[[ AVAILABLE DATA, beginning ]]

PR #796, opened 2020-08-07
Switch to pointer receivers for CallFrame implementations

cinchurge:
In order to support arg2 appends in the relayer, we must allow mutations to implementations of the `relay.CallFrame` interface so that we are able to allow mutations in `RelayHost.Start()`.

This change changes the method receivers of `lazyCallReq` and `FakeCallFrame` to pointers, so that we may extend the `CallFrame` interface with methods such as `Arg2Append()` later.

### DIFF
--- a/relay.go
+++ b/relay.go
@@ -398,7 +398,7 @@ func (r *Relayer) handleCallReq(f lazyCallReq) error {
 		return nil
 	}
 
-	call, err := r.relayHost.Start(f, r.relayConn)
+	call, err := r.relayHost.Start(&f, r.relayConn)
 	if err != nil {
 		// If we have a RateLimitDropError we record the statistic, but
 		// we *don't* send an error frame back to the client.
--- a/relay.go
+++ b/relay.go
@@ -355,7 +355,7 @@ func (r *Relayer) canHandleNewCall() (bool, connectionState) {
 	return canHandle, curState
 }
 
-func (r *Relayer) getDestination(f lazyCallReq, call RelayCall) (*Connection, bool, error) {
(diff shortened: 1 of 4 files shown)


relay.go
```diff
@@ -398,7 +398,7 @@ func (r *Relayer) handleCallReq(f lazyCallReq) error {
 		return nil
 	}
 
-	call, err := r.relayHost.Start(f, r.relayConn)
+	call, err := r.relayHost.Start(&f, r.relayConn)
```
prashantv, line 401: should we be converting to a pointer when the `lazyCallReq` is creatd? that way it'll be consistent (pointer everywhere) vs right now the `handleCallReq` method is using a value

cinchurge: we only need to mutate the `lazyCallReq` in `Start()`, so is it a good idea to pass pointers everywhere?

prashantv: Generally better to be consistent (e.g., even our read-only methods take a pointer, even though a value is enough).

cinchurge:
no noticeable impact:
```
   44004	     25738 ns/op	    7922 B/op	      21 allocs/op
   12904	    102857 ns/op	   9.96 MB/s	     449 B/op	      12 allocs/op
   16474	     82052 ns/op	  12.48 MB/s	     469 B/op	      12 allocs/op
    8618	    133728 ns/op	  30.63 MB/s	     461 B/op	      12 allocs/op
   36903	     34018 ns/op	    5560 B/op	      18 allocs/op
    8763	    118846 ns/op	   8.62 MB/s	     456 B/op	      12 allocs/op
   13946	     85662 ns/op	  11.95 MB/s	     472 B/op	      12 allocs/op
    7435	    141939 ns/op	  28.86 MB/s	     459 B/op	      12 allocs/op
```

[[ AVAILABLE DATA, end ]]

Retype the entries exactly; leave nothing out.

◆ RESULT:
PR #796, opened 2020-08-07
Switch to pointer receivers for CallFrame implementations

cinchurge:
In order to support arg2 appends in the relayer, we must allow mutations to implementations of the `relay.CallFrame` interface so that we are able to allow mutations in `RelayHost.Start()`.

This change changes the method receivers of `lazyCallReq` and `FakeCallFrame` to pointers, so that we may extend the `CallFrame` interface with methods such as `Arg2Append()` later.

### DIFF
--- a/relay.go
+++ b/relay.go
@@ -398,7 +398,7 @@ func (r *Relayer) handleCallReq(f lazyCallReq) error {
 		return nil
 	}
 
-	call, err := r.relayHost.Start(f, r.relayConn)
+	call, err := r.relayHost.Start(&f, r.relayConn)
 	if err != nil {
 		// If we have a RateLimitDropError we record the statistic, but
 		// we *don't* send an error frame back to the client.
--- a/relay.go
+++ b/relay.go
@@ -355,7 +355,7 @@ func (r *Relayer) canHandleNewCall() (bool, connectionState) {
 	return canHandle, curState
 }
 
-func (r *Relayer) getDestination(f lazyCallReq, call RelayCall) (*Connection, bool, error) {
(diff shortened: 1 of 4 files shown)


relay.go
```diff
@@ -398,7 +398,7 @@ func (r *Relayer) handleCallReq(f lazyCallReq) error {
 		return nil
 	}
 
-	call, err := r.relayHost.Start(f, r.relayConn)
+	call, err := r.relayHost.Start(&f, r.relayConn)
```
prashantv, line 401: should we be converting to a pointer when the `lazyCallReq` is creatd? that way it'll be consistent (pointer everywhere) vs right now the `handleCallReq` method is using a value

cinchurge: we only need to mutate the `lazyCallReq` in `Start()`, so is it a good idea to pass pointers everywhere?

prashantv: Generally better to be consistent (e.g., even our read-only methods take a pointer, even though a value is enough).

cinchurge:
no noticeable impact:
```
   44004	     25738 ns/op	    7922 B/op	      21 allocs/op
   12904	    102857 ns/op	   9.96 MB/s	     449 B/op	      12 allocs/op
   16474	     82052 ns/op	  12.48 MB/s	     469 B/op	      12 allocs/op
    8618	    133728 ns/op	  30.63 MB/s	     461 B/op	      12 allocs/op
   36903	     34018 ns/op	    5560 B/op	      18 allocs/op
    8763	    118846 ns/op	   8.62 MB/s	     456 B/op	      12 allocs/op
   13946	     85662 ns/op	  11.95 MB/s	     472 B/op	      12 allocs/op
    7435	    141939 ns/op	  28.86 MB/s	     459 B/op	      12 allocs/op
```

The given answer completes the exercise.